Arturo Boyacá

Personal information
- Full name: Arturo Boyacá Gamboa
- Date of birth: 17 April 1957 (age 68)
- Place of birth: Bogotá, Colombia

Youth career
- Santa Fe

Senior career*
- Years: Team / Apps / (Gls)
- Santa Fe

Managerial career
- 1993: Deportes Tolima
- 1993–1994: Santa Fe
- 1995–1996: Deportes Quindío
- 1997: Minervén
- 1999–2002: Santa Fe (assistant)
- 2003: Santa Fe
- 2004: Olmedo (assistant)
- 2005: Aucas (assistant)
- 2007: Academia
- 2009–2010: Santa Fe (assistant)
- 2010: Unión Magdalena
- 2011: Deportivo Lara (assistant)
- 2011: Santa Fe
- 2013: Deportes Quindío
- 2014: Boyacá Chicó
- 2016–2017: La Equidad
- 2019: Santa Fe (youth)
- 2022: Patriotas

= Arturo Boyacá =

Colombian footballer and manager (born 1957)

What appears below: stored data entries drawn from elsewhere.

PR #118, opened 2026-06-27
fix: prevent channel scope over-narrowing on unmatched topic keywords (#79)

### LINKED ISSUE #79: bug: topic-based channel scope over-narrows to an irrelevant empty channel, producing an empty summary
## Problem

When a summary topic names a specific keyword that matches NO candidate channel, the LLM channel-scope resolver (`resolve_channel_scope`) still forces `has_constraint=true` and narrows the candidate set down to a single irrelevant channel. That channel has no messages, so the pipeline returns an empty summary with "no chat records matching the topic in the current scope", instead of summarizing across all candidate channels.

## Reproduction

Topic: `总结 octo 的项目进展` (summarize octo project progress). None of the 26 candidate channels is named/related to "octo" (closest is `hello-v2`).

Worker log:

```
Layer 1 (channel discovery) ... (26 channels)
Layer 1.5 (participant intersect) ... (26 channels)
[pipeline] CallWithTools: tool=resolve_channel_scope input={topic:"总结 octo 的项目进展", members:13, channels:26} result={has_constraint:true, rules:1}
[pipeline] ResolveChannelScope: narrowed 26 -> 1 channels (1 rules), reason=... 没有任何频道名称包含"octo"关键词 ... 然而用户明确提到了"octo的项目进展" ... 所以 has_constraint=true，只是无法匹配到具体频道
Layer 1.7 (channel scope) ... (1 channels)
Layer 2 (source constraints) ... (1 -> 1 candidates)
FetchMessagesFromChannel 2a08e6ef...: 0 rows fetched
Layer 4: fetched 0 messages from 1 channels
Total pipeline took 12096ms (0 messages final)
```

The model's own `reasoning` admits no channel matches "octo", yet it force-fit the keyword onto the lexically-nearest channel `hello-v2`.

## Root cause

Channel matching is done entirely by the LLM (semantic/fuzzy match of topic keywords against each channel's `名称`/name), not by Go code. The candidate list is serialized in `internal/pipeline/resolve_channel.go` (`callResolveChannelScope`, ~line 631) as `- ID: <id>, 名称: <name> (<type>)` and sent together with the topic via `buildChannelScopeUserMsg`. The rules live in `resolveChannelScopeSystemPrompt` (~lines 98-151).

Two layers, LLM primary:

1. Prompt gap (primary): the prompt defines only two outcomes — a match is found (`has_constraint=true`), or the topic is generic (`has_constraint=false`). The case "topic names a specific keyword but NO candidate channel matches it" is undefined, so the model improvises and force-fits an irrelevant channel. The existing "不得编造" guard only forbids inventing IDs, not selecting a real-but-irrelevant one.
2. Pipeline fallback too weak (secondary): `ResolveChannelScope` (`resolve_channel.go:187-191`) only falls back to all candidates when narrowing yields ZERO channels. A single force-fit (valid but wrong) channel id slips past this guard, so over-narrowing to a content-empty channel becomes a silent empty summary.

The user-facing message `noRelevantContentMessage` (`personal_processor.go:21`, returned at ~:300-302) is itself correct for genuine no-content; it is only triggered here by wrong upstream narrowing.

## Affected code

- `internal/pipeline/resolve_channel.go`: tool def (~:38-96), system prompt (~:98-151), `ResolveChannelScope` narrowing + fallback (~:153-196), `filterByChannelIDs` (~:259-283), `callResolveChannelScope` / `buildChannelScopeUserMsg` (~:631+).
- `internal/pipeline/fetch.go`: `FetchMessagesFromChannel` (0 rows).
- `internal/api/handler/personal_processor.go`: `noRelevantContentMessage` (~:21, :300-302).

## Proposed fix (both layers recommended)

1. Prompt fix: add a rule + example — if a named keyword matches no candidate channel, do NOT force a match; return `has_constraint=false` (or empty `channel_ids`) so the summary runs across all candidate channels.
2. Deterministic guard: when a rule's only effective constraint is `channel_ids`, validate the selected ids in Go and drop non-matching ones; combined with the existing `len==0` fallback this returns all candidates instead of one wrong channel.

Optional/reserve: after fetch, if a narrowed scope yields 0 messages, re-fetch across all candidates (more robust but more invasive).

## Notes

Unrelated to the archived-threads work (#78 / octo-web#346). This is in Layer 1.7 (LLM topic scope resolution); Layer 1 correctly discovered all 26 channels.

lml2468:
## Root cause

When a summary topic names a keyword (e.g. "octo") that matches NO candidate channel, the LLM channel-scope resolver has no defined "no-match" outcome. It improvises by force-fitting the keyword onto the lexically-nearest channel (e.g. "hello-v2"), returning `has_constraint=true` with a valid-but-irrelevant channel ID. The Go-side guard only catches 0-channel results, so the single wrong channel slips through → 0 messages fetched → empty summary.

## Fix

**Two-layer approach:**

1. **Prompt fix** (`resolveChannelScopeSystemPrompt`):
   - Added rule: "如果主题提到了特定关键词...但候选频道列表和成员列表中没有任何一项与该关键词匹配，则 has_constraint 为 false"
   - Added anti-force-fit instruction under `channel_ids`: "不得强行匹配：如果主题中的关键词与任何候选频道名称都不相关，不要选取'最接近'的频道 ID"
   - Added regression example: `"octo的项目进展"（但候选频道中没有名称包含"octo"的频道）→ has_constraint=false`

2. **Go guard** (`ResolveChannelScope`):
   - New `topicOverlapsChannel(topic, channelName)` helper: extracts multi-char ASCII tokens from topic, checks if any appears in channel name
   - After narrowing: if result has 1 channel from ≥3 candidates and zero keyword overlap → force-fit detected → fallback to all candidates

## Verification

- `TestResolveChannelScope_ForceFitGuard` — reproduces the bug scenario (topic "octo" → channel "hello-v2"). Confirms fallback to all candidates.
- `TestResolveChannelScope_ForceFitGuard_LegitimateNarrow` — confirms guard doesn't trigger when keyword legitimately matches (topic "octo" → channel "octo-dev").
- `TestTopicOverlapsChannel` — unit test for the overlap helper with 8 cases.
- Full `go test ./...` passes — no regressions.

Fixes #79

### DIFF
--- a/internal/pipeline/resolve_channel.go
+++ b/internal/pipeline/resolve_channel.go
@@ -113,6 +113,7 @@ const resolveChannelScopeSystemPrompt = `你是一个频道范围解析器。根
   - 精确匹配：主题明确指定频道名，选取对应 ID
   - 模糊匹配：主题含关键词（如"dev相关"），选取所有名称中包含该关键词的频道
   - 只能从候选频道列表中选取 ID，不得编造
+  - 不得强行匹配：如果主题中的关键词与任何候选频道名称都不相关，不要选取"最接近"的频道 ID；应改为设置 has_constraint=false
 - channel_type：数组形式，仅当主题明确限定频道类型时设置
   - "私聊"、"DM" → ["dm"]
   - "群"、"群组"、"群聊" → ["group"]
@@ -127,6 +128,7 @@ const resolveChannelScopeSystemPrompt = `你是一个频道范围解析器。根
 - 当主题包含多个独立约束条件需要并集时，拆分为多条 rules
   - 例："总结下我的全部私聊，以及我和Alice所在群聊" → 两条规则
 - 如果主题不包含任何频道范围约束（如"项目进度"、"最近在聊什么"），has_constraint 为 false，rules 为空数组
+- 如果主题提到了特定关键词（频道名、人名、项目名等），但候选频道列表和成员列表中没有任何一项与该关键词匹配，则 has_constraint 为 false，rules 为空数组。不得选取"最接近"的频道或成员强行匹配。
 
 示例：
 - "我和Alice聊了什么"
@@ -141,6 +143,8 @@ const resolveChannelScopeSystemPrompt = `你是一个频道范围解析器。根
   → has_constraint=true, rules=[{channel_ids:[所有含dev的频道ID], channel_type:["group"]}]
 - "最近大家在讨论什么"
   → has_constraint=false, rules=[]
+- "octo的项目进展"（但候选频道中没有名称包含"octo"的频道）
+  → has_constraint=false, rules=[]（不要强行选取不相关的频道）
 - "我建的群在聊什么"
   → has_constraint=true, rules=[{ownership:["creator"]}]
 - "我参与但不管理的群"
@@ -187,6 +191,16 @@ func ResolveChannelScope(
 	if len(result) == 0 {
 		log.Printf("[pipeline] ResolveChannelScope: all rules resulted in 0 channels, fallback to all %d candidates",
 			len(candidates))
+		return candidates
+	}
+
+	// Guard against LLM force-fitting: when narrowing drastically reduces the
+	// candidate set (≥3 candidates → 1 result), verify that at least one
+	// selected channel name shares keyword overlap with the topic. If none do,
+	// the LLM likely picked a valid-but-irrelevant channel — fall back to all.
+	if len(candidates) >= 3 && len(result) == 1 && !topicOverlapsChannel(topic, result[0].ChannelName) {
+		log.Printf("[pipeline] ResolveChannelScope: narrowed to %q but topic %q has no keyword overlap, fallback to all %d candidates (force-fit guard)",
+			result[0].ChannelName, topic, len(candidates))
 		return candidates
 	}
 
@@ -280,6 +294,42 @@ func filterByChannelIDs(current []ChannelInfo, selectedIDs []string, allCandidat
 		}
 	}
 	return result
+}
+
+// topicOverlapsChannel checks whether any multi-character token in the topic
+// appears in the channel name. Used as a deterministic guard against LLM
+// force-fitting an irrelevant channel when the topic keyword matches nothing.
+func topicOverlapsChannel(topic, channelName string) bool {
+	// Extract multi-character ASCII runs (≥2 chars) as meaningful tokens.
+	// Single CJK characters are too ambiguous for reliable overlap detection.
+	var tokens []string
+	start := -1
+	for i := 0; i <= len(topic); i++ {
+		if i < len(topic) && ((topic[i] >= 'a' && topic[i] <= 'z') ||
+			(topic[i] >= 'A' && topic[i] <= 'Z') ||
+			(topic[i] >= '0' && topic[i] <= '9')) {
+			if start < 0 {
+				start = i
+			}
+		} else {
+			if start >= 0 {
+				if i-start >= 2 {
+					tokens = append(tokens, strings.ToLower(topic[start:i]))
+				}
+				start = -1
+			}
+		}
+	}
+	if len(tokens) == 0 {
+		return true // no extractable tokens → can't judge, assume match
+	}
+	lowerName := strings.ToLower(channelName)
+	for _, t := range tokens {
+		if strings.Contains(lowerName, t) {
+			return true
+		}
+	}
+	return false
 }
 
 func filterByOwnership(ctx context.Context, candidates []ChannelInfo, creatorUID string, ownership []string, imDB *gorm.DB) []ChannelInfo {
--- a/internal/pipeline/resolve_channel_test.go
+++ b/internal/pipeline/resolve_channel_test.go
@@ -328,6 +328,94 @@ func TestResolveChannelScope_GlobalFallback(t *testing.T) {
 	}
 }
 
+// TestResolveChannelScope_ForceFitGuard reproduces issue #79: the LLM returns
+// has_constraint=true with a single channel_id that is a valid candidate but
+// has no keyword overlap with the topic (e.g. topic "octo" → channel "hello-v2").
+// The deterministic guard should detect this and fall back to all candidates.
+func TestResolveChannelScope_ForceFitGuard(t *testing.T) {
+	candidates := []ChannelInfo{
+		{ChannelID: "ch1", ChannelType: 2, ChannelName: "hello-v2"},
+		{ChannelID: "ch2", ChannelType: 2, ChannelName: "random-chat"},
+		{ChannelID: "ch3", ChannelType: 2, ChannelName: "water-cooler"},
+		{ChannelID: "ch4", ChannelType: 2, ChannelName: "announcements"},
+		{ChannelID: "ch5", ChannelType: 2, ChannelName: "general"},
+	}
+	memberMap := map[string]string{"uid_a": "Alice"}
+
+	// Simulate LLM force-fitting: topic mentions "octo" but no channel matches.
+	// LLM picks "hello-v2" as the "nearest" channel.
+	mockFn := mockChannelScopeToolCallFn(ChannelScopeResult{
+		HasConstraint: true,
+		Rules:         []ChannelScopeRule{{ChannelIDs: []string{"ch1"}}},
+		Reasoning:     "no channel named octo, picking hello-v2 as nearest",
+	})
+
+	result := ResolveChannelScope(context.Background(), "octo的项目进展", candidates, "creator", memberMap, nil, mockFn)
+	gotIDs := extractIDs(result)
+	wantIDs := extractIDs(candidates) // should fall back to all candidates
+	if !sliceEqual(gotIDs, wantIDs) {
+		t.Errorf("force-fit guard: got %v, want %v (should fallback to all candidates)", gotIDs, wantIDs)
+	}
+}
+
+// TestResolveChannelScope_ForceFitGuard_LegitimateNarrow ensures the guard
+// does NOT trigger when the topic keyword legitimately matches a channel name.
+func TestResolveChannelScope_ForceFitGuard_LegitimateNarrow(t *testing.T) {
+	candidates := []ChannelInfo{
+		{ChannelID: "ch1", ChannelType: 2, ChannelName: "octo-dev"},
+		{ChannelID: "ch2", ChannelType: 2, ChannelName: "random-chat"},
+		{ChannelID: "ch3", ChannelType: 2, ChannelName: "water-cooler"},
+		{ChannelID: "ch4", ChannelType: 2, ChannelName: "announcements"},
+	}
+	memberMap := map[string]string{"uid_a": "Alice"}
+
+	// Topic mentions "octo" and "octo-dev" is a real match.
+	mockFn := mockChannelScopeToolCallFn(ChannelScopeResult{
+		HasConstraint: true,
+		Rules:         []ChannelScopeRule{{ChannelIDs: []string{"ch1"}}},
+		Reasoning:     "octo matches octo-dev",
+	})
+
+	result := ResolveChannelScope(context.Background(), "octo的项目进展", candidates, "creator", memberMap, nil, mockFn)
+	gotIDs := extractIDs(result)
+	wantIDs := []string{"ch1"} // should NOT fall back; legitimate match
+	if !sliceEqual(gotIDs, wantIDs) {
+		t.Errorf("legitimate narrow: got %v, want %v", gotIDs, wantIDs)
+	}
+}
+
+// TestTopicOverlapsChannel tests the keyword overlap helper directly.
+func TestTopicOverlapsChannel(t *testing.T) {
+	tests := []struct {
+		topic       string
+		channelName string
+		want        bool
+	}{
+		// Force-fit: no overlap
+		{"octo的项目进展", "hello-v2", false},
+		{"octo项目进展", "random-chat", false},
+		// Legitimate match: ASCII keyword present in name
+		{"octo项目进展", "octo-dev", true},
+		{"octo项目进展", "my-octo-group", true},
+		// Multiple tokens, at least one matches
+		{"octo项目进展", "octo讨论组", true}, // "octo" matches
+		// "octo" not in name, only CJK tokens remain → no overlap
+		{"octo项目进展", "进展讨论组", false},
+		// All-Chinese topic: no extractable tokens → assume match (conservative)
+		{"项目进展总结", "random", true},
+		// Single-char ASCII tokens ignored, CJK tokens ignored → no extractable → conservative match
+		{"a的b项目", "hello", true},
+	}
+	for _, tt := range tests {
+		t.Run(tt.topic+"→"+tt.channelName, func(t *testing.T) {
+			got := topicOverlapsChannel(tt.topic, tt.channelName)
+			if got != tt.want {
+				t.Errorf("topicOverlapsChannel(%q, %q) = %v, want %v", tt.topic, tt.channelName, got, tt.want)
+			}
+		})
+	}
+}
+
 func TestResolveChannelScope_LLMError_Fallback(t *testing.T) {
 	candidates := []ChannelInfo{
 		{ChannelID: "g1", ChannelType: 2},


internal/pipeline/resolve_channel.go
```diff
@@ -190,6 +194,16 @@ func ResolveChannelScope(
 		return candidates
 	}
 
+	// Guard against LLM force-fitting: when narrowing drastically reduces the
+	// candidate set (≥3 candidates → 1 result), verify that at least one
+	// selected channel name shares keyword overlap with the topic. If none do,
```
OctoBoooot, line 199: **[major]** The force-fit guard fires on the final result regardless of which rule dimension narrowed it, but `topicOverlapsChannel` only makes sense for channel-*name* matching. Person/type/ownership rules narrow with no relation to the channel name, so the guard spuriously reverts them.

Failing input: 5 group candidates (`water-cooler`, `random-chat`, …), Alice is a member of `water-cooler`. Topic `"我和Alice聊了什么"`. LLM correctly returns `rules=[{persons:[AliceUID]}]` → narrows to `water-cooler`. Guard: candidates=5≥3, result=1, `topicOverlapsChannel("我和Alice聊了什么", "water-cooler")` extracts ASCII token `"alice"`, not in `"water-cooler"` → false → **guard fires → reverts to all 5 channels.** The legitimate person-narrow is destroyed; user asked about Alice and gets every channel summarized.

Same false-positive for `"总结我的DM"` (token `"dm"`) reverting a correct `channel_type:["dm"]` narrow.

Fix: gate the guard on rule shape — apply it only when the surviving narrowing came from `ChannelIDs` rules and none used `Persons`/`Ownership`/`ChannelType`. `parsed.Rules` is in scope; check rule dimensions before invoking `topicOverlapsChannel`.

OctoBoooot (changes requested):
## Review: fix: prevent channel scope over-narrowing on unmatched topic keywords (#118)

**Verdict:** Request changes

⚠ This PR is marked **draft** — provisional pre-review, not a merge gate until marked ready. CI is also red (`dependency-review` — pre-existing repo-settings issue, not this PR), which independently keeps the floor below APPROVE.

The two-layer approach (prompt rule + deterministic Go guard) is the right instinct for #79, and the prompt changes are sound. But the Go-side force-fit guard over-reaches: it reverts legitimate **non-name-based** narrowing, re-introducing the inverse of the bug it fixes.

### Major
- `internal/pipeline/resolve_channel.go:198-203` — the force-fit guard fires on `len(candidates) >= 3 && len(result) == 1 && !topicOverlapsChannel(topic, result[0].ChannelName)`, but it's applied to the final result regardless of **which rule dimension** did the narrowing. `topicOverlapsChannel` only makes sense for channel-*name* matching (`ChannelIDs` rules). Person/type/ownership rules narrow with no relation to the channel name, so the guard spuriously reverts them.
  - **Failing input:** 5 group candidates with arbitrary names (`water-cooler`, `random-chat`, …), Alice is a member of `water-cooler`. Topic `"我和Alice聊了什么"`. LLM correctly returns `rules=[{persons:[AliceUID]}]` → `filterByPersonUIDs` narrows to the 1 channel Alice shares (`water-cooler`). Now the guard: candidates=5 ≥3, result=1, and `topicOverlapsChannel("我和Alice聊了什么", "water-cooler")` extracts ASCII token `"alice"`, which is NOT in `"water-cooler"` → returns false → **guard fires → falls back to all 5 channels.** The user asked "what did Alice and I discuss" and gets a summary of every channel. The legitimate person-narrow is destroyed.
  - Same false-positive for type narrowing when the topic carries an ASCII token: `"总结我的DM"` → token `"dm"`, channel named `"random-chat"` → no overlap → reverts a correct `channel_type:["dm"]` narrow.
  - Fix: scope the guard to name-based narrowing only — apply it solely when the surviving rules used `ChannelIDs` (name/keyword matching) and none used `Persons`/`Ownership`/`ChannelType`. The `parsed.Rules` are in scope; gate on rule shape before invoking `topicOverlapsChannel`.

### Minor
- `internal/pipeline/resolve_channel.go:199` — the `≥3 candidates → exactly 1 result` shape is narrow: a force-fit to 1-from-2 candidates, or a force-fit to 2 wrong channels from 5, both slip through unguarded, so #79 still reproduces on those shapes. Acceptable to scope this PR to the 1-from-3+ case, but worth a comment noting the guard is intentionally narrow (or widening `len(result) == 1` to a ratio test).
- `resolve_channel_test.go` — the three new tests only exercise `ChannelIDs`-rule narrowing (force-fit + legitimate name match). The person/type/ownership false-positive class above is untested; a `TestResolveChannelScope_PersonNarrowNotReverted` case (topic with a romanized name, narrow-by-person to a differently-named channel, assert NOT reverted) would have caught the Major.

### Praise
- `topicOverlapsChannel`'s conservative default — "no extractable ASCII tokens → assume match" (`return true`) — is the right failure-safe direction for the all-CJK topic case: it avoids spuriously reverting when the helper simply can't judge. The `TestTopicOverlapsChannel` table covers that branch explicitly (`"项目进展总结"` → true). The instinct to fail open is correct; the gap is only that the guard is invoked on paths where channel-name overlap isn't the right signal at all.
- The prompt-layer fix is well-formed: the explicit "不得强行匹配" anti-force-fit rule + the `has_constraint=false` no-match instruction + the concrete `"octo的项目进展"` regression example give the LLM a defined no-match outcome, which is the actual root cause. If the prompt change alone reliably stops the force-fit, the Go guard is belt-and-suspenders — which is exactly why its false-positive cost should be minimized (scope it tightly per the Major).

mochashanyao (approved):
[Octo-Q · automated review]

---

# octo-smart-summary PR#118 Review Report
**PR:** https://github.com/Mininglamp-OSS/octo-smart-summary/pull/118
**Head SHA:** `20c631b05f48332882ce6669f3554314c7a716ad`
**Title:** fix: prevent channel scope over-narrowing on unmatched topic keywords (#79)
**Changed files:** 2 (`resolve_channel.go` +50, `resolve_channel_test.go` +88)

---

## 1. Verification Summary

- ✅ **Prompt anti-force-fit rules** — Clear, non-contradictory additions to `resolveChannelScopeSystemPrompt`. New rule at L116 ("不得强行匹配") + expanded no-match guidance at L131 + regression example at L144-145. Consistent with existing prompt structure.
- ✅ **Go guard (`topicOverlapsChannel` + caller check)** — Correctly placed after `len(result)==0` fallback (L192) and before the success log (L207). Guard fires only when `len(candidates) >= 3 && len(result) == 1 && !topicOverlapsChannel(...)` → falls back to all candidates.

Arturo Boyacá Gamboa (born 17 April 1957) is a Colombian football manager and former player.

==Career==
Born in Bogotá, Boyacá played for Independiente Santa Fe as a senior. After retiring, he began his managerial career with Deportes Tolima, before being named in charge of Santa Fe in August 1993.

After managing Deportes Quindío and Venezuelan side Minervén, Boyacá returned to Santa Fe in 1999 to take over the youth categories. On 21 November 2002, he replaced Dragan Miranović at the helm of the first team.

Boyacá was Miranović's assistant in the following years, at Ecuadorian sides Olmedo and Aucas. He returned to managerial duties in 2007, with Categoría Primera B side Academia.

On 18 August 2010, after a period back at Santa Fe as an assistant, Boyacá was named manager of Unión Magdalena. He opted to leave the club in December to join Germán González's staff at Venezuelan side Deportivo Lara, but returned to his home country in the following year to take over Santa Fe. Dismissed on 19 September 2011, he spent more than a year without a club before being appointed in charge of Quindío on 12 June 2013.

Boyacá resigned from Quindío on 24 September 2013, and worked at Boyacá Chicó in 2014. On 25 April 2016, he was appointed La Equidad manager, but was sacked on 1 June of the following year.

On 7 January 2019, Boyacá returned to Santa Fe as manager of the youth categories, but left the club in July. On 10 February 2022, he was named at the helm of Patriotas Boyacá, but left on 18 May.